Zoetis receives conditional license for atopic dermatitis immunotherapeutic
New therapy contains antibody that targets interleukin-31; will be administered as once-monthly subcutaneous injection.
Zoetis recently announced that the U.S. Department of Agriculture (USDA) has granted the company a conditional license for Canine Atopic Dermatitis Immunotherapeutic, an antibody therapy designed to reduce clinical signs associated with atopic dermatitis in dogs.
This new therapy contains an antibody that targets and neutralizes interleukin-31 (IL-31), a key protein responsible for sending the itch signal to the brain, according to a release from Zoetis.
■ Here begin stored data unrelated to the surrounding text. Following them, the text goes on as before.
PR #7540, opened 2021-07-13
Major change: Update SMO, update dbatools library, and switch System.Data to Microsoft.Data

potatoqualitee:
This is a big one! Since there's so much potential for conflict, I'd like to get this merged as quickly as possible. If there are mild style issues, we can address in a new PR.

When/if you test this branch, remember that you will have to close VS Code and powershell/PowerShell ISE before switching branches as it's replacing a ton of DLLs, both SMO and dbatools.

I've tested this on Linux, Windows 10, Windows 2008 R2 and whatever appveyor is (2012 I think?), all with a surprising amount of luck.


potatoqualitee:
* The new SMO failed on tabs in Queries (`.Query`), so I replaced tabs with spaces in the ps1xml
* You may notice some changes to tests -- nothing impactful, I either tried to switch the instance to get appveyor to cooperate or I fixed an issue I've seen for a while
* Microsoft.Data generates mildly new connectionstrings that are incompatible with System.Data. Anything that requires a System.Data SqlConnection had to be created using System.Data or the connection string had to be converted
* I removed the usage of exclamation points in end-user messages in the dbatools library while I was upgrading the library. i also clarified some error messages. i've wanted to do this for a while and took the opportunity. 
* The new library was built with Visual Studio 2019 Community Edition though it can be recompiled using the dotnet sdk

potatoqualitee:
Got a couple more tests to fix (Pester syntax errors, mostly) but feel free to review while I clean up

potatoqualitee:
Oh, also, the .NET version is drastically newer than the old one (2 vs 5) *but* the Desktop version that we target is from 2018. This is reasonable in keeping with trying to accommodate older environments, as 2018 was 3 years ago. My `Windows Server 2008 R2` running `PS3` that gets updated when it wants to was able to run it, so I'm comfortable with the major update.

potatoqualitee:
Annnnnnnd I rewrote `New-DbaConnectionStringBuilder` to align with PowerShell standards, as it had a C# flavor. I introduced a `Legacy` parameter to allow for `System.Data` or `Microsoft.Data` and while I was at it, cleaned up. The WhatIf was not useful "making new conn string", so I removed it.

bin/build-project.ps1
```diff
@@ -55,9 +55,9 @@ Write-Verbose -Message "Building the library with command $dotnet build $Project
 
 if ($MsbuildTarget -eq 'Build') {
     if ($PSVersionTable.PSVersion.Major -ge 6) {
-        $dll = (Resolve-Path -Path "$libraryBase\netcoreapp2.1\dbatools.dll" -ErrorAction Ignore)
+        $dll = (Resolve-Path -Path "$libraryBase\netcoreapp3.1\dbatools.dll" -ErrorAction Ignore)
     } else {
-        $dll = (Resolve-Path -Path "$libraryBase\net452\dbatools.dll" -ErrorAction Ignore)
+        $dll = (Resolve-Path -Path "$libraryBase\net462\dbatools.dll" -ErrorAction Ignore)
```
wsmelton, line 60: This makes no difference because the code no longer runs.

wsmelton, line 60: Did you rebuild the library?

potatoqualitee: I did, then committed the change. But I used Visual Studio, not any of our scripts.

potatoqualitee: Yes indeed

potatoqualitee:
.NET reference for those wanting to know about the 4.6.2 requirement https://docs.microsoft.com/en-us/dotnet/framework/get-started/system-requirements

It will be administered as a once-monthly subcutaneous injection and will help provide sustained relief from the itching associated with atopic dermatitis in dogs of any age.
“We have been active in building a research platform in monoclonal antibodies that will have a broad application across species and medical conditions,” says Catherine Knupp, president of research and development at Zoetis. “This first product from that platform builds on our knowledge base in the area of canine dermatology and further reinforces our dedication to developing innovative dermatology solutions.”
The USDA has communicated that all biological products for canine atopic dermatitis will be considered for conditional licensure only at this time. Zoetis is working with the USDA to obtain full licensure.
Zoetis will make Canine Atopic Dermatitis Immunotherapeutic available primarily to veterinary dermatology specialists early in the fourth quarter of 2015 to gain more experience and acquire a deeper understanding of how veterinarians will use it in clinical practice. This will help the company prepare for full licensure.